In retrospect it all becomes clearer. Everything in the first two sections, no matter how wayward, prepares for the third part, which seems so different in its pain and anger. Barnes's "balloonatics" are committing "the sin of aspiration", which destroyed Icarus; like the pilot in his early novel Staring at the Sun, they have invaded the realm that God recently vacated. Their exploits suggest that our soaring, floating happiness – like that which Barnes enjoyed in 30 years of marriage – will have to be paid for in grief when the buoyant cloud deflates. "The universe is exact," a friend whose husband has died tells Barnes: our misery when we lose a partner is commensurate with our love for them (though mercifully it won't, if we're lucky, last as long).

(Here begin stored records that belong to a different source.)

PR #309, opened 2018-06-07
[MRG] Fix missing zlib in windows

massich:
Do not look at this.


massich:
All the trouble seems to be coming from here:
https://github.com/openmeeg/openmeeg/blob/master/OpenMEEGMaths/include/MatlabIO.H#L322

agramfort:
see
https://github.com/openmeeg/openmeeg/blob/master/cmake/Findmatio.cmake#L25
that I had to do on mac to make sure libz static is used.

massich:
@openmeeg/owners this is good on my end. **Squash and merge** when ready.

massich:
Does the ping to owners work?
cc: @agramfort @papadop

agramfort:
Great job @massich

PR #333, opened 2018-08-03
try using dist: precise

agramfort:
objective is use older glibc versions...


agramfort:
we have 2 pbs: cmake is too old on this system and MKL version we use is too recent :)

PR #337, opened 2018-08-16
[BUG] [CI] mkl installation breaks in MACOSX 10.13

massich:


agramfort:
I get the pb. MKL needs to be updated if you update mac os x version. We'll fix this when we need to.

PR #338, opened 2018-08-17
WIP:Use patched matio from massich conda channel

massich:


massich:
close in favor of #339

Issue #341, opened 2018-08-17
Degenerated gain matrix when using om_gain


massich:
here's the execution with [this data](https://www.dropbox.com/sh/av40f6brhv5qdxn/AAApYZbe8eC-3-YCV74AvUXNa?dl=0)

```sh
./om_gain -EEG \
          ~/Dropbox/openmeeg_segfault/openmeeg_hminv.mat \
          ~/Dropbox/openmeeg_segfault/openmeeg_dsm.mat \
          ~/Dropbox/openmeeg_segfault/openmeeg_h2em.mat \
          /tmp/gain_eeg.mat

om_gain version 2.4.0 compiled at Aug 17 2018 15:21:43 using OpenMP
 Executing using 4 threads.


| ------ om_gain
| -EEG
| ./openmeeg_hminv.mat
| ./openmeeg_dsm.mat
| ./openmeeg_h2em.mat
| /tmp/openmeeg_gain_eeg.mat
| -----------------------
Using variable with name: matrix
-------------------------------------------
| Elapsed Time: 21.4012 s.
-------------------------------------------

~/Dropbox/openmeeg_segfault 21s
❯ om_matrix_info -i /tmp/gain_eeg.mat                                                       
om_matrix_info version 2.4.0 compiled at Aug 17 2018 15:22:01 using OpenMP
 Executing using 4 threads.

Loading : /tmp/gain_eeg.mat
Dimensions : 257 x 45000
Min Value : -330.452 (124,1212)
Max Value : 170.216 (124,1192)
First Values
13.0735 -9.86959 0.198685 13.0337 -9.88526 
16.1424 -9.24023 10.517 16.2927 -9.54824 
15.7827 -7.38458 15.9536 15.9731 -7.73443 
14.5447 -5.27728 18.6208 14.7053 -5.55507 
12.9091 -3.77995 20.3059 13.0044 -3.98566 
```
The operation seems to go fine but loading the data with matlab shows a degenerated gain matrix:

```matlab
>> load /tmp/openmeeg_gain_eeg.mat
>> figure; imagesc(linop);colorbar
```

The second section, in which Colonel Fred Burnaby romances the capricious Bernhardt, initially puzzled me, and I wondered if it was just another exercise in historical reanimation, like Arthur & George. In fact it's a peekaboo admission that fiction is fact adroitly displaced and rearranged, since Barnes here indirectly recreates his relationship with his wife.
Pat is absent from the third section of the book – already lost to the world, not even described for the benefit of readers. (I speak of her personally because she was my agent and my friend for 32 years; I claim no priority, but can hear the bell dolefully tolling as I recall that I met her two years before Barnes did.) I understand his reticence. To treat her as a character would have meant squandering their intimacy; he calls himself "her principal rememberer", but the memory remains "internalised", secreted within. Putting her into the book would also have pretended she could be somehow brought back to life, which Barnes, stoically atheistic, knows to be weak-minded folly.
Instead he casts her as Bernhardt the alluring actress, with himself, I suspect, as her worshipful, ultimately unworthy admirer, only too aware – like the heroes of Flaubert's Parrot and Before She Met Me – of "her smiling retinue of former lovers". Fiction is the amelioration of fact: when Bernhardt drops Burnaby, his pain is eased by travelling and by imperial wars, in one of which he has the good fortune to be speared in the neck and killed.
The third section of Levels of Life is literally self-mortifying, as Barnes imagines a scenario for suicide and selects the sharp Japanese knife that might bring about his quietus. Those who grieve can't forgive other human beings for having the cheek to be still alive; Barnes shows little mercy to friends who try clumsily to console or divert him, and he brings to bear a lexicographer's contempt when they use inappropriate words to euphemise the stark truth of death. I have the feeling that he didn't expect or even wish to recover from this anguish, itself a fatal illness. Luckily the mood lightens on the final pages of the book, as he writes himself back to equilibrium, if not acceptance, and recovers his delight in "the miraculous trickery of art".
Those words, like all those he uses, are carefully chosen. Art performs tricks not miracles, and resurrection is beyond its powers. But representation – revisiting the past to make it present again – may be the next best thing and our only hope.